**Task to carry out:** Provide the number of lines of the records that include "plot", with no other content.

**Input material:**
PR #3020, opened 2023-10-23
gui/lang: Updated translations and fixed typos.

Croden1999:
- gui/lang: Updated translations and fixed typos.
- data/fonts: Add a font file, and also included license. 

Please devs review this PR.


vita3k/gui/src/gui.cpp
```diff
@@ -213,8 +213,8 @@ static void init_font(GuiState &gui, EmuEnvState &emuenv) {
     ImFontGlyphRangesBuilder builder;
     builder.AddRanges(io.Fonts->GetGlyphRangesJapanese());
     builder.AddRanges(extra_range);
-    ImVector<ImWchar> japanes_and_extra_ranges;
-    builder.BuildRanges(&japanes_and_extra_ranges);
+    ImVector<ImWchar> japanese_and_extra_ranges;
```
Zangetsu38, line 216: Oupsy 🤦‍♂️

nishinji:
Is it too much of a disadvantage to increase the size of the font file by a factor of ten or more just for Chinese?
Besides, it is only used when no official font exists.
up: master 
down: pr
image

Croden1999:
> Is it too much of a disadvantage to increase the size of the font file by a factor of ten or more just for Chinese? Besides, it is only used when no official font exists. up: master down: pr image

the Noto Sans CJK font include Korean characters, but i no test it.

nishinji:
The problem is not that Chinese is the only language that benefits, but that the build is too large
It would be better to consider using the system's fonts

CoffeeBrewer64:
could this be put into an option (a tick box) in the gui? on setup you could ask if you want to download a font with more languages supported, and when the user switches to chinese and korean, ask if they want to download it as well. it could also be kept as a button in the system config. this way, the build size stays the same and the user still gets the font they want/need.

Croden1999:
> could this be put into an option (a tick box) in the gui? on setup you could ask if you want to download a font with more languages supported, and when the user switches to chinese and korean, ask if they want to download it as well. it could also be kept as a button in the system config. this way, the build size stays the same and the user still gets the font they want/need.

no sense, just for full character range

EXtremeExploit:
I kinda agree with nishinji in this case, it adds a whole 10MB of disk space to the build, its nice to fix the full chinese and korean characters, but is there another font option that doesnt change the build size by about 10MB?

Croden1999:
> I kinda agree with nishinji in this case, it adds a whole 10MB of disk space to the build, its nice to fix the full chinese and korean characters, but is there another font option that doesnt change the build size by about 10MB?

If wanna to be compatible with CJK fonts, only need change the file

Croden1999:
Ready for review

Croden1999:
> I've fixed typos in Indonesian and errors in Lang

if you wanna a translators list, no need add your name in lang.xml file

Kitakatarashima:
Oh yes yes i I'll fix it right away

Kitakatarashima:
Where have you been??

Croden1999:
> Where have you been??

i doing other things. by the way, you can fork the Vita3K repo, create a new branch and switch, upload your lang.xml file(s) and push a new PR, it's very easily.

Kitakatarashima:
It doesn't support YML file

Kitakatarashima:
Sorry, I'm still new to GitHub so I don't really know how to do it

Zangetsu38 (approved):

Macdu (approved):
The 10% Vita3K file increase is a bit annoying but I guess it's still reasonable

PR #185, opened 2018-08-16
ristretto decoding cleanup

isislovecruft:


src/ristretto.rs
```diff
@@ -245,21 +245,25 @@ impl CompressedRistretto {
         // Step 2.  The rest.  (XXX write comments)
         let one = FieldElement::one();
         let ss = s.square();
-        let yden = &one + &ss; // 1 - a*s^2
-        let ynum = &one - &ss; // 1 + a*s^2
-        let yden_sqr = yden.square();
-        let xden_sqr = &(&(-&constants::EDWARDS_D) * &ynum.square()) - &yden_sqr;
+        let u1 = &one + &ss;      // 1 + as²
```
hdevalence: Since `a = -1`, `1 + as^2` is `1 - s^2`, not `1 + s^2`, so I think this should be `u2` (and the variable named `u2` is actually `u1`.

src/ristretto.rs
```diff
@@ -245,21 +245,25 @@ impl CompressedRistretto {
...
+        let Dy = &I * &(&Dx * &v); // 1/u2
 
-        let mut x = &(&s + &s) * &xden_inv; // 2*s*xden_inv
-        let x_is_negative = x.is_negative();
-        x.conditional_negate(x_is_negative);
-        let y = &ynum * &yden_inv;
+        // x == | 2s/sqrt(v) | == + sqrt(4s²/(ad(1+as²)² - (1-as²)²))
+        let mut x = &(&s + &s) * &Dx;
+        let x_neg = x.is_negative();
+        x.conditional_negate(x_neg);
```
hdevalence: AFAIR the reason to have `x_neg` (instead of `x.conditional_negate(x.is_negative())` was because of borrowck problems (can't mutably borrow x (for cneg) and immutably borrow x (for is_neg) on the same line).

Is this still the case? Is it the case with NLL?

If it goes away with NLL we should add an XXX to remove the variable once NLL lands.

src/ristretto.rs
hdevalence: I think that rather than swapping the roles of `u1` and `u2` in the formulas here: https://github.com/Ristretto/website/pull/24/files, the `u1` and `u2` have been swapped here, because the code is using the fact that `a = -1` to compute `1 \pm as^2` as `1 \mp s^2` (i.e., avoiding a multiplication by `-1`).

src/ristretto.rs
isislovecruft: What's NLL stand for? I tried to remove `x_neg` (hence the variable renaming when I later put it back) but the compiler yelled at me about moving mutable variables.

src/ristretto.rs
isislovecruft: I've now flipped the comments back and added a note that `a=-1`.

src/ristretto.rs
hdevalence: Sorry, non-lexical lifetimes (`#![feature(nll)]`).

I'm not 100% sure, but I think that the problem with 
```
x.conditional_negate(x.is_negative())
```
is that the lexical lifetime rules require that the borrow of `x` as `&self` in `x.is_negative()` live for the whole line, which conflicts with the `&mut self` borrow in `x.conditional_negate()`. But since this isn't a real borrowing conflict, just a limitation of the current borrow checker analysis, maybe it would go away if we enabled NLL in the crate root.

hdevalence:
LGTM

PR #191, opened 2018-09-05
Bump subtle dependency version to 0.8.0

isislovecruft:


isislovecruft:
Actually nevermind, I'm bumping it to 0.9.0 instead.

PR #193, opened 2018-09-05
Add `impl From<usize> for Scalar`

isislovecruft:


hdevalence:
Why not use `Scalar::from(x as u64)`?

hdevalence:
As a design point, I think it's better for callers to explicitly convert from the platform-dependent `usize` type to a platform-independent type: if there's platform-dependent types being used in a crypto protocol, that's something that should be handled explicitly, not implicitly.

But if we did add this, I think the implementation should be `Scalar::from(x as u64)`, which is simpler and safer.

PR #201, opened 2018-10-02
Update to digest 0.8 and sha2 0.8

tarcieri:
Vicariously updates to `generic-array` 0.12, however this change also removes `generic-array` as a direct dependency, as it can be sourced from the `digest` crate.

### DIFF
--- a/Cargo.toml
+++ b/Cargo.toml
@@ -53,7 +53,6 @@ packed_simd = { version = "0.3.0", features = ["into_bits"], optional = true }
 rand = { version = "0.5", default-features = false }
 byteorder = { version = "^1.2.3", default-features = false, features = ["i128"] }
 digest = { version = "0.8", default-features = false }
-generic-array = "0.9"
 clear_on_drop = "=0.2.3"
 subtle = { version = "1", default-features = false }
 serde = { version = "1.0", optional = true }
--- a/Cargo.toml
+++ b/Cargo.toml
@@ -26,7 +26,7 @@ features = ["nightly"]
 travis-ci = { repository = "dalek-cryptography/curve25519-dalek", branch = "master"}
 
 [dev-dependencies]
-sha2 = "0.7"
+sha2 = { version = "0.8", default-features = false }
 bincode = "1"
 criterion = "0.2"
 
@@ -43,8 +43,7 @@ harness = false
 [dependencies]
 rand = { version = "0.5", default-features = false }
 byteorder = { version = "^1.2.3", default-features = false, features = ["i128"] }
-digest = "0.7"
-generic-array = "0.9"
+digest = { version = "0.8", default-features = false }
 clear_on_drop = "=0.2.3"
 subtle = { version = "1", default-features = false }
 serde = { version = "1.0", optional = true }
@@ -53,7 +52,7 @@ packed_simd = { version = "0.3.0", features = ["into_bits"], optional = true }
 [build-dependencies]
 rand = { version = "0.5", default-features = false }
 byteorder = { version = "^1.2.3", default-features = false, features = ["i128"] }
-digest = "0.7"
+digest = { version = "0.8", default-features = false }
 generic-array = "0.9"
 clear_on_drop = "=0.2.3"
 subtle = { version = "1", default-features = false }
--- a/src/lib.rs
+++ b/src/lib.rs
@@ -44,12 +44,7 @@ extern crate packed_simd;
 extern crate rand;
 extern crate clear_on_drop;
 extern crate byteorder;
-
-// The `Digest` trait is implemented using `generic_array`, so we need it
-// too. Hopefully we can eliminate `generic_array` from `Digest` once const
-// generics land.
-extern crate digest;
-extern crate generic_array;
+pub extern crate digest;
 
 // Used for traits related to constant-time code.
 extern crate subtle;
--- a/src/ristretto.rs
+++ b/src/ristretto.rs
@@ -167,7 +167,7 @@ use core::borrow::Borrow;
 use rand::{Rng, CryptoRng};
 
 use digest::Digest;
-use generic_array::typenum::U64;
+use digest::generic_array::typenum::U64;
 
 use constants;
 use field::FieldElement;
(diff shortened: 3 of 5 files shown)


src/scalar.rs
```diff
@@ -581,12 +581,12 @@ impl Scalar {
...
-    /// h.input(b"nature, they also parallel the most common formula plot: the archetype of");
-    /// h.input(b"murder. Other phantasms were occasionally used to underline the fact that");
-    /// h.input(b"perhaps all architecture, rather than being about functional standards, is");
-    /// h.input(b"about love and death.");
+    /// h.input("To really appreciate architecture, you may even need to commit a murder.");
+    /// h.input("While the programs used for The Manhattan Transcripts are of the most extreme");
+    /// h.input("nature, they also parallel the most common formula plot: the archetype of");
+    /// h.input("murder. Other phantasms were occasionally used to underline the fact that");
+    /// h.input("perhaps all architecture, rather than being about functional standards, is");
+    /// h.input("about love and death.");
```
tarcieri: This was fun. The `input()` method now takes `AsRef<[u8]>` as a parameter, however bytestring literals are `Sized` and `AsRef` is only impl'd up to `[T; 32]`. Switching from bytestrings to regular strings gets us the `AsRef<[u8]>` impl we need. Hax, but it's just an example...

src/ristretto.rs
```diff
@@ -167,7 +167,7 @@ use core::borrow::Borrow;
 use rand::{Rng, CryptoRng};
 
 use digest::Digest;
-use generic_array::typenum::U64;
+use digest::generic_array::typenum::U64;
```
tarcieri: Might as well use `generic_array` from `digest` rather that requiring a version-lockstepped `extern crate`, eh?

src/lib.rs
```diff
@@ -44,12 +44,7 @@ extern crate packed_simd;
 extern crate rand;
 extern crate clear_on_drop;
 extern crate byteorder;
-
-// The `Digest` trait is implemented using `generic_array`, so we need it
-// too. Hopefully we can eliminate `generic_array` from `Digest` once const
-// generics land.
-extern crate digest;
-extern crate generic_array;
+pub extern crate digest;
```
tarcieri: By making this `pub`, `ed25519-dalek` can depend on it rather than having its own `extern digest` declaration, and we can be sure the two are in lockstep version-wise.

src/ristretto.rs
```diff
@@ -870,7 +870,7 @@ define_mul_variants!(LHS = Scalar, RHS = RistrettoPoint, Output = RistrettoPoint
 #[cfg(feature = "alloc")]
 impl MultiscalarMul for RistrettoPoint {
     type Point = RistrettoPoint;
-    
+
```
tarcieri: My editor is set up to trim trailing whitespace on files I modify...

src/scalar.rs
newpavlov: You also can demonstrate the new `chain` method by rewriting it as:
```Rust
let h = Sha256::new()
    .chain("To really appreciate architecture, you may even need to commit a murder.");
    .chain("While the programs used for The Manhattan Transcripts are of the most extreme");
    .chain("nature, they also parallel the most common formula plot: the archetype of");
    .chain("murder. Other phantasms were occasionally used to underline the fact that");
    .chain("perhaps all architecture, rather than being about functional standards, is");
    .chain("about love and death.");
```

Cargo.toml
```diff
@@ -26,7 +26,7 @@ features = ["nightly"]
 travis-ci = { repository = "dalek-cryptography/curve25519-dalek", branch = "master"}
 
 [dev-dependencies]
-sha2 = "0.7"
+sha2 = "0.8"
```
newpavlov: Note that by default hash crates now enable `std` feature. It shouldn't matter for tests, but because `std` features are not used, I think it's worth to add `default-features = false`.

tarcieri: Updated, although note this is just a dev dependency

tarcieri:
Updated with @newpavlov's suggestions of using the new `chain` API in the documentation example, and disabling `default-features` for the `digest` and `sha2` crates, since the `std` feature isn't being used and is now enabled by default

mehcode:
Is anything else needed here? I'm using `ed25519-dalek` (awesome work here by the way) and would love to be able to pull in updated hash crates.

hdevalence:
Sorry, I didn't have time to look at it yet, will check it out now.

Cargo.toml
```diff
@@ -53,7 +52,7 @@ packed_simd = { version = "0.3.0", features = ["into_bits"], optional = true }
 [build-dependencies]
 rand = { version = "0.5", default-features = false }
 byteorder = { version = "^1.2.3", default-features = false, features = ["i128"] }
-digest = "0.7"
+digest = { version = "0.8", default-features = false }
 generic-array = "0.9"
```
hdevalence: Should this `generic-array` dependency also be removed?

tarcieri: Indeed. Removed.

tarcieri: Err, too late!

hdevalence:
Thanks for the PR, and sorry for the delay in getting it merged.  Now that the Ristretto work is mostly done I think we will be putting out a `1.0.0-pre` version with these changes Real Soon(tm).

newpavlov:
Are you sure about it? `Digest` trait is part of your public API, so I believe it's not advisable to go with 1.0 until `digest` will be stabilized as well. Currently I don't plan to make digest v1.0.0 until const generics will get stabilized.

hdevalence:
Yeah, it's unfortunate, but we don't really want to wait for const generics to be stabilized.  While it means that we'll be stuck with `0.8` for `digest`, we can release a `2.0` version when `digest` is stabilized.

tarcieri:
Here's an approach I've considered for 1.0+ crates of mine which depend on pre-1.0 crates:

- Gate `digest`-related functionality behind a cargo feature that calls out the feature is not part of the stable 1.0 API, e.g. `digest-preview` or `digest-unstable`. Make this feature opt-in only (i.e. not enabled by default).
- Provide guidelines around how `digest` upgrades will be handled, e.g. every `digest` bump will require AT LEAST the minor version be bumped.
- When `digest` is stabilized, follow the above rule, but change the feature name (e.g. to just `digest`) and optionally enable it by default.

PR #202, opened 2018-10-10
Implement ZeroSafe for Scalar to allow zeroing arrays of packed scalars

oleganza:
`Scalar` already implements `Default`, allowing clearing of individual values. But to allow clearing `Vec<Scalar>` or `&[Scalar]` we need to mark `Scalar` as zeroable because ClearOnDrop zeroes the entire array in one call.

### DIFF
--- a/src/scalar.rs
+++ b/src/scalar.rs
@@ -251,8 +251,8 @@ impl Scalar {
 }
 
 use clear_on_drop::clear::ZeroSafe;
-// Scalars already implement Default, allowing clearing of individual scalars.
-// But to allow clearing `Vec<Scalar>` or `&[Scalar]` we need to mark Scalars as zeroable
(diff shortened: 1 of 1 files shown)


oleganza:
A PR in bulletproofs repo depends on this patch: https://github.com/dalek-cryptography/bulletproofs/pull/183

hdevalence:
Is this still required? I'd prefer not to merge it, just because it adds the `clear_on_drop` types to the public API, making it impossible for us to treat the clearing-on-drop as an internal implementation detail.

oleganza:
@hdevalence then lets not do that. Clearing manually turned out to be pretty straightforward.

hdevalence:
It might be better for `curve25519_dalek` to implement `Drop` unconditionally (even for non-secret scalars); the cost of wiping 32 bytes is pretty minimal and it would avoid all of these problems.

PR #215, opened 2018-12-10
Restructure vector backends and add a new IFMA backend

hdevalence:
Implements a new IFMA backend targeting Cannonlake processors with AVX512-IFMA. It is almost as fast as FourQ (with endomorphisms).  As far as I am aware, this is the fastest Curve25519 implementation ever.

image from ios

Rendered notes: https://doc-internal.dalek.rs/develop/curve25519_dalek/backend/vector/ifma/index.html

This changeset also restructures the backends into `serial` and `vector`, with common scalar multiplication implementations for each.


hdevalence:
I can try to rebase these changes to collapse a bunch of the WIP commits and clean up the history.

**Output of the exercise:** 3